EXERCISE: Count the lines below with the string "workspace" in them. Only the number should be given.

EXCERPTED DATA:
PR #1537, opened 2020-08-14
Prepare for 1.0.0-alpha01.0 release

MarkMcCaskey:
This is the first alpha release of `1.0.0`: expect breaking changes.

The version suffix `alpha01.0` was chosen so that we can ship updates
that automatically update with the latter number and can prevent
auto-updates by incrementing the former number (which is not actually
a number as far as semver is concerned)

I think our release process is likely broken and we'll have to do a lot of manual work.  I'm deferring updating the changelog until later as I intend to write a decent amount there -- will update it as a separate PR after the release.

# Review

### DIFF
--- a/lib/engine/Cargo.toml
+++ b/lib/engine/Cargo.toml
@@ -1,6 +1,6 @@
 [package]
 name = "wasmer-engine"
-version = "1.0.0-alpha.1"
+version = "1.0.0-alpha01.0"
 authors = ["Wasmer Engineering Team <engineering@wasmer.io>"]
 description = "Wasmer Engine abstraction"
 license = "(Apache-2.0 WITH LLVM-exception) or MIT"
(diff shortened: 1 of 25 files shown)


lib/engine/Cargo.toml
```diff
@@ -11,9 +11,9 @@ readme = "README.md"
 edition = "2018"
 
 [dependencies]
-wasmer-types = { path = "../wasmer-types", version = "1.0.0-alpha.1" }
-wasmer-compiler = { path = "../compiler", version = "1.0.0-alpha.1", default-features = false }
```
nlewycky, line 15: These default features were just `serde` and `std`? Nothing about particular compilers or engines?

MarkMcCaskey: Yeah, that's correct

PR #1546, opened 2020-08-17
Fix up Cargo manifests for publishing Wasmer

### LINKED ISSUE #1547: Wasmer (API) depedency on engine-dummy
Seen in #1546 ; the `wasmer` (API) crate has a dev-dependency on `wasmer-engine-dummy`.

We should refactor to remove this dependency so that we don't need to publish the dummy crate (which is really needed by the wasmer CLI) to publish the API crate.

MarkMcCaskey:
I needed to fix these up to publish the wasmer crates

also resolves #1547 

# Review


tests/lib/engine-dummy/Cargo.toml
```diff
@@ -2,9 +2,9 @@
 name = "wasmer-engine-dummy"
 version = "1.0.0-alpha01.0"
 authors = ["Wasmer Engineering Team <engineering@wasmer.io>"]
-description = "wasmer testing utils"
+description = "Wasmer placeholder engine"
+license = "MIT"
 edition = "2018"
-publish = false
```
nlewycky, line 7: Why publish engine-dummy?

MarkMcCaskey: It's a dependency of `wasmer` (API) because it's used in Wasmer the CLI...

I agree that this was unfortunate, but I figured it was better to publish it now and refactor it later as I thought the refactor would be relatively large and that there'd be no way for me to publish it last week.


I agree that this is something we should file an issue for and investigate

MarkMcCaskey: So to clarify, it's an accidental hard-requirement that it be published.  It may be possible to rework it so that we don't need to publish it in the future, but I chose to just publish it rather than try to fix it on Friday

syrusakbary: @MarkMcCaskey CLI doesn't use engine-dummy as far as I can tell?

PR #1548, opened 2020-08-17
Add coverage checking to CI

MarkMcCaskey:
Get code coverage running in CI

- [ ] It looks like this may be blocked on setting an env var in CI with a value from https://codecov.io/gh/wasmerio/wasmer

# Review


.github/workflows/coverage.yaml
```diff
@@ -0,0 +1,29 @@
+on: [push]
+
+name: build
+
+env:
+  RUST_BACKTRACE: 1
```
nlewycky, line 6: Is this intended to land or just for debugging this PR? Is this needed for coverage or is this for debugging when things do go wrong?

.github/workflows/coverage.yaml
```diff
@@ -0,0 +1,29 @@
...
+        uses: actions-rs/toolchain@v1
+        with:
+          profile: minimal
+          toolchain: 1.45.0
+          override: true
+      - name: Generate Coverage Report
+        run: |
+          cargo install cargo-tarpaulin
+          cargo tarpaulin --forward --features "cranelift,singlepass,test-cranelift,test-no-traps" --release -t120 --out Xml -- --skip traps:: --skip spec::linking
+          ls
```
nlewycky, line 24: What's the `ls` for?

MarkMcCaskey: old debug code

.github/workflows/coverage.yaml
MarkMcCaskey: Both, it doesn't hurt to have it, it's not needed but it's better to have it enabled in CI

nlewycky: Sounds good!

tests/lib/wast/src/wast.rs
```diff
@@ -171,6 +173,8 @@ impl Wast {
                 let result = self.perform_invoke(call);
                 self.assert_trap(result, message)?;
             }
+            #[cfg(feature = "test-no-traps")]
```
nlewycky, line 176: Is there an issue filed either on us or on tarpaulin for this? Could you put a link to it in a comment here?

PR #3224, opened 2022-10-11
Implement ExternRef in wasmer-js

### LINKED ISSUE #3175: Have ExternRef working in wasmer-js
Currently both wasmer-js and wasmer-sys don't support ExternRef. Since the browser JS VM already support extern refs, we just need to wrap the JS Wasm API to support it in wasmer-js

fschutt:
Fixes #3175.


lib/api/src/js/value.rs
```diff
@@ -33,7 +34,7 @@ pub enum Value {
     F64(f64),
 
     /// An `externref` value which can hold opaque data to the wasm instance itself.
-    //ExternRef(Option<ExternRef>),
+    ExternRef(Option<Arc<ExternRef>>),
```
syrusakbary, line 37: Why an Arc here?

syrusakbary: It seems to me that the `ExternRef` should be the one storing the `Arc` (if really needed) (and hidden from the user)

Issue #3228, opened 2022-10-14
Rename syscall should replace target_path when it it exists


Yesterday17:
https://github.com/wasmerio/wasmer/blob/19e7e7af2727792ffae1e092e99585dc486a05b2/lib/wasi/src/syscalls/mod.rs#L2662-L2673

> If newpath already exists, it will be atomically replaced, so
> that there is no point at which another process attempting to
> access newpath will find it missing.  However, there will
> probably be a window in which both oldpath and newpath refer to
> the file being renamed.
>
> -- https://man7.org/linux/man-pages/man2/rename.2.html

syrusakbary:
This should be fixed by #3230

PR #3230, opened 2022-10-14
Remove test if dest file exist on path_rename wasi syscall (for #3228)

ptitSeb:
# Description
The test was added "just in case", but is not conforment with WASI spec, were path_rename should befave like POSIX `renameat`


lib/wasi/src/syscalls/mod.rs
```diff
@@ -2657,18 +2657,6 @@ pub fn path_rename<M: MemorySize>(
...
         true
     ));
-    if state
-        .fs
-        .get_inode_at_path(
-            inodes.deref_mut(),
-            new_fd,
-            target_path.to_str().as_ref().unwrap(),
-            true,
-        )
```
syrusakbary, line 2667: I believe we added this check because just checking would create the inode if didn't exist.

Perhaps we can just remove the if/return and make it:

```suggestion
        fs.get_inode_at_path(
            inodes.deref_mut(),
            new_fd,
            target_path.to_str().as_ref().unwrap(),
            true,
        );
```

syrusakbary (changes requested):
We need to add a test verifying this is fixed

lib/wasi/src/syscalls/mod.rs
ptitSeb: I don't think it's necessary, I think the test was really added for a wrong reason (avoid overwrite of destination while it should allow it). But creating the node doesn't do any harm, so lets do that.

lib/vfs/src/mem_fs/filesystem.rs
```diff
@@ -189,13 +197,25 @@ impl crate::FileSystem for FileSystem {
...
+            match inode_dest {
+                Some((position, inode_of_file)) => {
+                    // Remove the file from the storage.
+                    fs.storage.remove(inode_of_file);
+
+                    // Remove the child from the parent directory.
+                    fs.remove_child_from_node(inode_of_to_parent, position)?;
+                }
+                None => (),
+            }
```
Michael-F-Bryan, line 217:
```suggestion
            if let Some((position, inode_of_file)) =  inode_dest {
                // Remove the file from the storage.
                fs.storage.remove(inode_of_file);

                // Remove the child from the parent directory.
                fs.remove_child_from_node(inode_of_to_parent, position)?;
            }
```

lib/wasi/src/syscalls/mod.rs
```diff
@@ -2659,18 +2659,12 @@ pub fn path_rename<M: MemorySize>(
...
-        .is_ok()
-    {
-        return Errno::Exist;
-    }
+    state.fs.get_inode_at_path(
```
Michael-F-Bryan, line 2662:
```suggestion
    // Create the destination inode if the file exists.
    let _ = state.fs.get_inode_at_path(
```

lib/wasi/src/syscalls/mod.rs
```diff
@@ -2659,18 +2659,12 @@ pub fn path_rename<M: MemorySize>(
...
+        inodes.deref_mut(),
```
Michael-F-Bryan, line 2663: We can avoid this (and needing to import `DerefMut`) by taking a mutable reference and letting the compiler auto-deref.

```suggestion
        &mut inodes,
```

lib/wasi/src/syscalls/mod.rs
```diff
@@ -2659,18 +2659,12 @@ pub fn path_rename<M: MemorySize>(
...
+        new_fd,
+        target_path.to_str().as_ref().unwrap(),
```
Michael-F-Bryan, line 2665: What happens when the target path isn't a UTF-8 string?

lib/wasi/src/syscalls/mod.rs
```diff
@@ -2829,10 +2824,15 @@ pub fn path_symlink<M: MemorySize>(
...
             .fs
             .get_parent_inode_at_path(inodes.deref_mut(), fd, old_path_path, true));
-    let depth = wasi_try!(state
+    let depth = state
         .fs
-        .path_depth_from_fd(inodes.deref(), fd, source_inode))
-        - 1;
+        .path_depth_from_fd(inodes.deref(), fd, source_inode);
+
+    // depth == -1 means folder is not relative
```
Michael-F-Bryan, line 2831: Is it worth mentioning the ticket number or failing test that caused this change?

```suggestion
    // depth == -1 means folder is not relative. See issue #3233.
```

tests/wasi-wast/wasi/tests/path_rename.rs
```diff
@@ -74,6 +74,88 @@ fn run_with_toplevel_dir() {
...
+        let shiba_string = "「柴犬」という名前は中央高地で使われていたもので、文献上では、昭和初期の日本犬保存会の会誌「日本犬」で用いられている。一般的には、「柴」は小ぶりな雑木を指す。
+由来には諸説があり、
+
+    柴藪を巧みにくぐり抜けて猟を助けることから
+    赤褐色の毛色が枯れ柴に似ている（柴赤）ことから
+    小さなものを表す古語の「柴」から
+
+の3つの説が代表的。";
+        let shiba_bytes: Vec<u8> = shiba_string.bytes().collect();
+        f.write_all(&shiba_bytes[..]).unwrap();
```
Michael-F-Bryan, line 103:
```suggestion
        f.write_all(shiba_string.as_bytes()).unwrap();
```

tests/wasi-wast/wasi/tests/path_rename.rs
```diff
@@ -74,6 +74,88 @@ fn run_with_toplevel_dir() {
...
+    {
+        let mut f = std::fs::OpenOptions::new()
+            .create_new(true)
+            .write(true)
+            .open(&file_to_rename_to)
+            .unwrap();
+
+        let lorem_string = "lorem ispum";
+        let lorem_bytes: Vec<u8> = lorem_string.bytes().collect();
+        f.write_all(&lorem_bytes[..]).unwrap();
```
Michael-F-Bryan, line 115:
```suggestion
        f.write_all(lorem_string.as_bytes()).unwrap();
```

tests/wasi-wast/wasi/tests/path_rename.rs
```diff
@@ -162,6 +244,7 @@ fn run_with_different_sub_dirs() {
 
 fn main() {
     run_with_toplevel_dir();
+    run_with_toplevel_dir_overwrite();
     run_with_sub_dir();
     run_with_different_sub_dirs();
 }
```
Michael-F-Bryan, line 250: Out of curiosity, why do we use a `main()` function that invokes each test sequentially instead of Rust's builtin test harness?

Michael-F-Bryan (commented):
LGTM :+1: 

We've already discussed most of my comments over Zoom and I'm happy with the PR. There are a couple suggestions, but they're mostly cosmetic changes.

lib/wasi/src/syscalls/mod.rs
Michael-F-Bryan: We use `deref_mut()` in other places within the same file, so this change is probably not going to help.

lib/wasi/src/syscalls/mod.rs
Michael-F-Bryan: The rest of the code uses `unwrap()` when handling paths, so to *properly* handle paths that aren't UTF-8 we'd need to rewrite a lot of code.

tests/wasi-wast/wasi/tests/path_rename.rs
ptitSeb: Because the test is ran both as native and wasm, and the native ran output is used to build the actual .wast test (to build the expected behaviour automaticaly)

Michael-F-Bryan (approved):

syrusakbary (approved):

PR #3237, opened 2022-10-19
Inherit cargo metadata

### LINKED ISSUE #3231: Use cargo version / authors from workspace
I just learned it's possible to simplify our version updating by using a similar strategy to:

https://github.com/bytecodealliance/wasmtime/blob/main/crates/cranelift/Cargo.toml#L3-L4

This would simplify the way that we update versions

Michael-F-Bryan:
# Description

This resolves #3231 by inheriting common metadata from the workspace's `Cargo.toml` file. This feature is [quite new](https://blog.rust-lang.org/2022/09/22/Rust-1.64.0.html#cargo-improvements-workspace-inheritance-and-multi-target-builds), so it also requires bumping the MSRV from 1.61 to 1.64.

# Review


theduke:
@Michael-F-Bryan after the WASIX merge the MSRV is now `1.64`, so we could re-activate this PR - would be great for maintenance, especially as we are now adding a whole bunch of crates.

Michael-F-Bryan:
Superseded by #3918.

PR #3244, opened 2022-10-20
Feat riscv llvm

ptitSeb:
# Description
Add Risc-V support for the LLVM compiler


syrusakbary:
Cranelift recently added also support for RISC-V, it might be interesting to also enable and test it @ptitSeb 
https://github.com/bytecodealliance/wasmtime/pull/4271

ptitSeb:
> Cranelift recently added also support for RISC-V, it might be interesting to also enable and test it @ptitSeb [bytecodealliance/wasmtime#4271](https://github.com/bytecodealliance/wasmtime/pull/4271) [bytecodealliance/wasmtime#5044](https://github.com/bytecodealliance/wasmtime/pull/5044)

Yes, I have seen that, but I think I'll separate it from this ticket and create 2 more tickets: 1. update cranelift 2. add riscv support

Makefile
```diff
@@ -14,21 +14,24 @@ SHELL=/usr/bin/env bash
...
 # | Cranelift  | Linux    | amd64        | glibc |
 # | LLVM       | Darwin   | aarch64      | musl  |
-# | Singlepass | Windows  |              |       |
+# | Singlepass | Windows  | riscv        |       |
 # |------------|----------|--------------|-------|
 #
 # Here is what works and what doesn't:
 #
-# * Cranelift works everywhere,
+# * Cranelift works everywhere except Linux/`riscv`,
```
syrusakbary, line 22: Probably want to remove this since I assume Cranelift also works now in RISC-V?

lib/compiler-cranelift/src/config.rs
```diff
@@ -117,11 +117,13 @@ impl Cranelift {
...
 
-        builder.finish(self.flags())
+        let is_riscv = matches!(target.triple().architecture, Architecture::Riscv64(_));
+
+        builder.finish(self.flags(is_riscv))
     }
 
     /// Generates the flags for the compiler
-    pub fn flags(&self) -> settings::Flags {
+    pub fn flags(&self, is_riscv: bool) -> settings::Flags {
```
syrusakbary, line 126: Since this is a public function, I think it will be better to pass the `&Target` to this function (similarly to isa)

```suggestion
    pub fn flags(&self, target: &Target) -> settings::Flags {
        let is_riscv = matches!(target.triple().architecture, Architecture::Riscv64(_));
```

syrusakbary (approved):
Other than my suggestions, the PR looks good

Makefile
ptitSeb: Right, it's a leftover before I added Cranelift-riscv compatibility.

lib/compiler-cranelift/src/config.rs
ptitSeb: Ok, done (not sure why `flags` is public)

deny.toml
```diff
@@ -214,9 +214,9 @@ allow-registry = ["https://github.com/rust-lang/crates.io-index"]
 # List of URLs for allowed Git repositories
 allow-git = []
 
-#[sources.allow-org]
+[sources.allow-org]
 # 1 or more github.com organizations to allow git sources for
-#github = [""]
+github = ["TheDan64"]
```
theduke, line 219: nit: Comment for why this is allows would be good.

I already wondered with other settings in `deny.toml.`

lib/compiler-llvm/src/config.rs
```diff
@@ -177,16 +192,47 @@ impl LLVM {
...
+                    _ => self.code_model(),
+                },
             )
-            .unwrap()
+            .unwrap();
+
+        if let Architecture::Riscv64(_) = triple.architecture {
+            // TODO: totally non-portable way to change ABI
+            unsafe {
+                pub struct MyTargetMachine {
```
theduke, line 218: Any particular reason to wrap this in a struct rather than just writing to the memory directly?

If sticking with the struct

* should have `#[repr(c)]` 
* a comment explaining what's going would be nice

tests/ignores.txt
```diff
@@ -28,6 +29,34 @@ cranelift+aarch64+macos    traps::start_trap_pretty
 # https://github.com/wasmerio/wasmer/issues/2808
 cranelift+aarch64 spec::skip_stack_guard_page
 llvm+aarch64      spec::skip_stack_guard_page
+cranelift+riscv64 spec::skip_stack_guard_page
+llvm+riscv64      spec::skip_stack_guard_page
+
+# riscv support is still early, function call ABI needs some work
+llvm+riscv64      static_function::llvm::universal
+llvm+riscv64      static_function_with_env::llvm::universal
+llvm+riscv64      static_function_with_results::llvm::universal
```
theduke, line 38: We should document the RISC-V limitations and behaviour somewhere, maybe in a separate file in `docs/`, and also point this out in the release notes.

lib/wasi/src/lib.rs
```diff
@@ -258,6 +258,7 @@ impl WasiRuntimeError {
     }
 }
 
+#[allow(clippy::result_large_err)]
```
theduke, line 261: Do we really want to plaster this everywhere instead of, eg, boxing the offending error variant?

theduke (commented):
RISC-V here we come, landing this will be awesome!

Just a few nitpicks.

Regarding the large error: the error is not in any hot path, so the large error should be fine, just having the annotation everywhere is pretty annoying.

Because users will also get this error if they use clippy, not just us.

lib/wasi/src/lib.rs
theduke: Yeah, if it's a public error we can't change it anyway.

deny.toml
ptitSeb: This is not needed anymore, we are using regular version of inkwell now

lib/compiler-llvm/src/config.rs
ptitSeb: Added some more comment.
This must not have the `#[repr(c)]` decorator, as the point is to have the same memory representation

tests/ignores.txt
ptitSeb: Ok, I added a file, but not sure what should be put inside, if the details are enough or not.

lib/compiler-llvm/src/config.rs
theduke: Super hacky, but what works that works.

tests/ignores.txt
theduke: I think that's a good intro.

If users have specific questions they can ask and we can amend the docs.

:+1:

theduke (approved):
RISC-V here we come.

EXPECTED OUTPUT: 2